Am nächsten Tag probieren wir es wieder (mittlerweile lvl 11). Jetzt geht es nur noch mit meinem Bruder, und mit keinem Freund mehr.
Bei allen anderen gehts, ohne Probleme. Nur wenn wir in der Crew sind gehts nicht mehr. Online Spieler sehe ich. Es gab heute für alle bis auf mich und meinen Bruder
 nen Patch. Hat nichts verändert, und wir haben den Patch nicht/brauchen ihn nicht ka. Jedenfalls hab ich nichts dergleichen runtergeladen.
Ich habe an meinem LAN schon die Ports freigeschaltet, den Firewall deaktiviert einen Fix bei Microsoft gemacht.Es funktioniert aber nicht. Habe schon probiert aus dem HQ
eine Crew zu bilden (geht bei manchen), geht aber auch nicht. 
Ich installiere gerade das Spiel neu (das dauert bei mir aber, 16k-Leitung).
Hat jemand noch andere Vorschläge?
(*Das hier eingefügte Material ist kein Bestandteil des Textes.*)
PR #1565, opened 2023-02-16
debconf-selections: pass to curtin's apt-config rather than curthooks

ogayot:
We got multiple bug reports in the past stating that the installer is not honoring some part of the apt settings; either supplied by means of autoinstall (e.g., pinning) or via the subiquity UI (e.g., proxy).

What happens under the hood is that curtin overwrites the APT settings as part of the curthooks stage ; effectively discarding earlier settings applied in the apt-config stage.

Curtin does so because we pass debconf_selections directives to curthooks. In the past, curtin used to handle debconf_selections separately but nowadays it considers that they are part of the APT config. As a result, it decides to run apt-config again (but with a close to empty configuration) as part of the curthooks stage.

We now pass debconf_selections as part of the apt-config stage. This should hint curtin not to run apt-config again as part of curthooks.

I think when this is merged, we should revert the following patches:

https://github.com/canonical/curtin/commit/bfbba202e2cc3b02e4e3953081effb6768da41a8
https://github.com/canonical/curtin/commit/b49f5b1505d6597a5c64e3220bb45a291d9a78f7

Requires some testing but I think this should help on the long run. I want to get rid of this issue once and for all.

### DIFF
--- a/subiquity/models/subiquity.py
+++ b/subiquity/models/subiquity.py
@@ -19,7 +19,7 @@ import functools
 import json
 import logging
 import os
-from typing import Set
+from typing import Any, Dict, Set
 import uuid
 import yaml
 
@@ -159,6 +159,10 @@ class DebconfSelectionsModel:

Wenn die Neuinstallation nichts bringt weiß ich echt nicht weiter.
Es müsste ja eig am Internet liegen, aber was soll ich da noch machen/umstellen?


----------



## marko597710 (10. Januar 2015)

du bist sicher das die anderen nicht in einer Gruppe sind wenn du willst können wir es bei mir aus probieren


----------



## YxxeY (10. Januar 2015)

Was meinst du mit "die anderen nicht in einer Gruppe sind"? Sie können zusammen crews bilden und auch anderen/neuen beitreten.
Wenn ich ausprobiere mit ihnen eine Crew zu bilden ist immer min. 1 platz in der Crew frei oder wir bilden eine komplett neue.
Wegen ausprobieren, leider ist der download noch nicht fertig, erst 49% . Hab dich aber mal geaddet.


----------



## marko597710 (10. Januar 2015)

Hast du teamspeak


----------



## YxxeY (12. Januar 2015)

Also es geht jetzt einigermaßen, aber es ist total zufällig mit wem ich in eine Crew kann oder nicht. Nach langem probieren und neustarten gehts aber meistens. Hoffe auf einen Patch, aber Ubisoft scheint das Problem ja bewusst zu ignorieren.


----------